- Leader: Floyd "Ray" Looker
- Dates active: 1995– October 1996
- Active regions: Clarksburg, West Virginia, United States
- Ideology: American nationalism National conservatism Libertarianism Sovereign citizen movement
- Political position: Right-wing

= Mountaineer Militia =

American terrorist group

Mountaineer Militia was an American local anti-government paramilitary group, members of which plotted to blow up an FBI building in Clarksburg, West Virginia in 1996. The group also used the name West Virginia Mountaineer Militia, and had ties with another militias from other states.

==Plot and arrest==
On October 11, 1996, seven men having connections with the Mountaineer Militia, a local anti-government paramilitary group, were arrested on charges of plotting to blow up the Federal Bureau of Investigation's Criminal Justice Information Services Division in Clarksburg, West Virginia, after a 16-month investigation. The group had even considered the killing United States Senator Jay Rockefeller and Federal Reserve chairman Alan Greenspan in a "holy war" against the "tiranous" U.S. government.

While members of the group had been assembling large quantities of explosives and blasting caps, militia leader Floyd Raymond Looker obtained blueprints of the FBI facility from a Clarksburg, West Virginia firefighter. Plastic explosives were confiscated by law enforcement officials at five locations in West Virginia, Pennsylvania, and Ohio. Looker was taken into custody after arranging to sell the blueprints for $50,000 to an undercover FBI agent, whom he believed to be a representative of an international terrorist group. In 1998 Looker was sentenced to 18 years in prison. Two other defendants were sentenced on explosives charges, and the firefighter drew a year in prison for providing blueprints.

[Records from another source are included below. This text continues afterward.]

PR #817, opened 2025-10-28
java: fix jvm attach cleanup function

mmat11:
- fix error message being printed regardless of errors
- fix cleanup function; swap setegid/seteuid

/cc @grcevski


grcevski (approved):
Thanks!

PR #822, opened 2025-10-28
Improve gibberish detection

grcevski:
Our heuristic detector for IDs within paths, which is used for converting paths to the low cardinality route has a blindspot when the path component is only partially gibberish. For example the following path doesn't properly identify the obvious IDs as IDs:

```
/bar/test/test/bar-attach-generic-product-apjkmyp/files/multi-test-version-jwbCm
```
We'd like to match `bar-attach-generic-product-apjkmyp` and `multi-test-version-jwbCm` as `*`, but because they are partially made of real words, they come out as OK.

This PR adds a bit more logic to iterate on the final word for gibberish detection by splitting by the typical path segments: -, _ and .

### DIFF
--- a/test/integration/red_test_python_aws_s3.go
+++ b/test/integration/red_test_python_aws_s3.go
@@ -16,6 +16,7 @@ import (
 	"github.com/mariomac/guara/pkg/test"
 	"github.com/stretchr/testify/require"
 
+	ti "go.opentelemetry.io/obi/pkg/test/integration"
 	"go.opentelemetry.io/obi/test/integration/components/jaeger"
 )
 
@@ -37,7 +38,7 @@ func testPythonAWSS3(t *testing.T) {
 
 	// Wait for /health to appear in jaeger
 	test.Eventually(t, testTimeout, func(t require.TestingT) {
-		doHTTPGet(t, "http://localhost:8381/health", 200)
+		ti.DoHTTPGet(t, "http://localhost:8381/health", 200)
 		resp, err := http.Get(jaegerQueryURL + "?service=python3.12&operation=GET%20%2Fhealth")
 		require.NoError(t, err)
 		if resp == nil {


test/integration/red_test_python_aws_s3.go
```diff
@@ -35,6 +35,21 @@ func testPythonAWSS3(t *testing.T) {
 	waitForTestComponentsNoMetrics(t, address+"/health")
 	waitForTestComponentsNoMetrics(t, localstackAddress)
 
+	// Wait for /health to appear in jaeger
```
grcevski, line 39: I made a small fix to the AWS S3 test since it failed on me with createBucket missing. I checked the logs and we caught the application too late, we saw the response of the `PUT  /obi-bucket` but not the actual request. I made us wait calling `/health` until we see at least one jaeger trace with `/health`. Then we go into verifying the buckets.

mmat11: Thanks! I thought the issue was on `PUT /bucket/item` 🙃 , let's hope this fixes it

pkg/internal/transform/route/clusterurl/cluster.go
```diff
@@ -52,6 +52,8 @@ func NewClusterURLClassifier(config *Config) (*ClusterURLClassifier, error) {
 		validCharTable[c] = true
 	}
 
+	validCharTable[' '] = true
```
skl: Not needed since `' '` is already in the char table above

skl (approved):
lgtm!

mariomac (approved):

pkg/internal/transform/route/clusterurl/cluster.go
grcevski: Good catch, I was trying to reuse the list of '_', '-', and '.' but I decided it was better to just do an || statement than another char table of 256. I forgot to revert the ' ' :).

PR #826, opened 2025-10-29
Remove bitfields from DNS code

rafaelroquetto:
Bitfields carry a lot of undefined or implementation defined behaviour. The original code assumed ordering and packing semantics that are not guaranteed.

Reference from the C17 standard:

> "The order of allocation of bit-fields within a unit (high-order to low-order or low-order to high-order) is implementation-defined."
(§6.7.2.1 paragraph 11)

and

> "If enough space remains, a bit-field that immediately follows another bit-field in a structure shall be packed into adjacent bits of the same unit. If insufficient space remains, whether a bit-field that does not fit entirely within the unit is put into the next unit or overlaps adjacent units is implementation-defined."
(§6.7.2.1 paragraph 12)

which may lead to obscure and hard to spot/debug bugs.

Follow up to https://github.com/open-telemetry/opentelemetry-ebpf-instrumentation/pull/793

### DIFF
--- a/bpf/common/dns.h
+++ b/bpf/common/dns.h
@@ -25,10 +25,31 @@
 enum dns_qr_type : u8 { k_dns_qr_query = 0, k_dns_qr_resp = 1 };
 
 // https://datatracker.ietf.org/doc/html/rfc1035#section-4.1.1
+//
+// 4.1.1. Header section format
+//
+// The header contains the following fields:
+//
+//                                     1  1  1  1  1  1
+//       0  1  2  3  4  5  6  7  8  9  0  1  2  3  4  5
+//     +--+--+--+--+--+--+--+--+--+--+--+--+--+--+--+--+
+//     |                      ID                       |
+//     +--+--+--+--+--+--+--+--+--+--+--+--+--+--+--+--+
+//     |QR|   Opcode  |AA|TC|RD|RA|   Z    |   RCODE   | <--- flags (1)
+//     +--+--+--+--+--+--+--+--+--+--+--+--+--+--+--+--+
+//     |                    QDCOUNT                    |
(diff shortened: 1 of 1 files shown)


grcevski (commented):
The code is much harder to follow now, is this a real problem for us in this given scenario? If we look at the bpfcore imports, bitfields are quite common in there.

grcevski:
> @grcevski bitfield layout and ordering are implementation-defined in C. LLVM might emit different layouts or shifts across versions, architectures, or compiler flags, there's no ABI stability guarantee. Who knows?

I'm sorry @rafaelroquetto, this still doesn't answer my question. If we draw the line on unions as not being acceptable, we have a problem with our existing code base which we import from libbpf. 

I'm also not comfortable making any of the changes you have suggested since we have no tests at the moment and that will follow when we build metrics support. The PR returning green doesn't mean the changes work.

bpf/common/dns.h
```diff
@@ -25,31 +25,49 @@
...
-        u8 rcode : 4;  // response code
-    };
-    u16 flags;
-};
-
 struct dnshdr {
     u16 id;
 
-    union dnsflags flags;
+    u16 flags; // in network byte order
```
grcevski: Let's add the following docs on how the bits are laid out:

```
// DNS flags in network byte order
//  15  14 13 12 11  10  9   8   7   6   5   4   3   2   1   0
// +--+--+--+--+--+--+--+--+--+--+--+--+--+--+--+--+
// |QR|   Opcode  |AA|TC|RD|RA|   Z    |   RCODE   |
// +--+--+--+--+--+--+--+--+--+--+--+--+--+--+--+--+
```

grcevski (approved):
Should be rebased and merged only after tests are added. I'll post the PR with metrics and tests shortly.

PR #830, opened 2025-10-30
Enable trace export debug

grcevski:
After we started using the OTel collector SDK for traces export we ended breaking the support for enabling trace export logging. The SDKLogLevel option on the traces export was never used. 

This PR adds support for logging in the traces exporter and enables it for the AWS tests so we can see what's happening.

### DIFF
--- a/pkg/export/otel/traces.go
+++ b/pkg/export/otel/traces.go
@@ -295,6 +295,7 @@ func createZapLoggerDev(sdkLogLevel string) *zap.Logger {
 	var level zapcore.Level
 	if err := level.UnmarshalText([]byte(sdkLogLevel)); err != nil {
 		slog.Error("unsupported trace exporter logger level", "error", err, "level", sdkLogLevel)
+		return zap.NewNop()
 	}
 
 	config := zap.NewDevelopmentConfig()


mmat11 (approved):

pkg/export/otel/traces.go
```diff
@@ -286,11 +287,33 @@ func getTracesExporter(ctx context.Context, cfg otelcfg.TracesConfig, im imetric
...
 
-func getTraceSettings(dataTypeMetrics component.Type) exporter.Settings {
+func createZapLoggerDev(sdkLogLevel string) *zap.Logger {
+	if sdkLogLevel == "" {
+		return zap.NewNop()
+	}
+
+	var level zapcore.Level
+	if err := level.UnmarshalText([]byte(sdkLogLevel)); err != nil {
+		slog.Error("unsupported trace exporter logger level", "error", err, "level", sdkLogLevel)
```
rafaelroquetto, line 297: should we be returning `zap.NewNop()` here in case of error? Otherwise level gets used on 301 but I am assuming it's invalid then.

grcevski: Good point, let me add that

rafaelroquetto (approved):

PR #832, opened 2025-10-30
Verify already started protocol handlers

grcevski:
Right now our protocol control logic looks for pieces of the buffer to identify whether something is HTTP, HTTP2, MySQL or  Postgres. However, we can possibly have the situation where the first packet that came through identified a protocol, say HTTP, but then the new part of the packet somehow based on the contents looks like something else. 

This PR ensures we skip other protocol detectors once we've identified that something is HTTP.

### DIFF
--- a/bpf/common/connection_info.h
+++ b/bpf/common/connection_info.h
@@ -18,6 +18,7 @@ enum protocol_type : u8 {
     k_protocol_type_unknown = 0,
     k_protocol_type_mysql = 1,
     k_protocol_type_postgres = 2,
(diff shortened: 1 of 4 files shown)


mmat11:
there's already some infrastructure in place for storing protocol info, see `call_protocol_args_t->protocol_type` or `enum protocol_type`
if we extend that enum to http/http2, the checks for other tcp protocols are already in place, see: https://github.com/open-telemetry/opentelemetry-ebpf-instrumentation/blob/main/bpf/generictracer/protocol_mysql.h#L205-L208

PR #2353, opened 2026-06-12
Fix top-level JSON fallback extraction

MrAlias:
### Motivation

- A regex-based fallback scanned the captured request/response prefix for fields like `model` and `id` and could match nested, attacker-controlled keys, allowing injected values to surface as GenAI telemetry attributes.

The charges with those who were judge include conspiracy to manufacture explosives, transport explosives across state lines and place them near the FBI's Criminal Justice Information Services center in Clarksburg. Two of the arrested, Edward Moore and Jack Phillips, were charged for the making and dealing in explosives, including homemade nitroglycerine and C-4. Before the arrests, Moore said to Mr. Looker and the Government informer that he had perfected a homemade rocket-propelled grenade. Also, the authorities said, the group held a training practices in which they detonated an improvised explosive that left a hole two feet wide and four feet deep.

Other arrested were James R. Rogers, (40) a firefighter from Clarksburg. He is accused for the providing of 12 photographs of blueprints of the FBI complex, including plans for the underground computer center, with the objective to attack that part of the complex. The group also posted a video on the internet called "America Under Siege," alleging acts authorized by the federal government against its own people.

===Convictions===
On March 29, 1998, the leader Floyd "Ray" Looker was convicted and sentenced to 18 years in a federal prison. Looker (57), was among the first to be charged under a 1994 antiterrorism law that makes it a crime to provide material resources to terrorists activities. While Looker pleaded guilty to the conspiracy charges, on several occasions he mentioned that the plans and materials he had couldn't have made the attack successful. James R. Rogers, was sentenced to 10 years.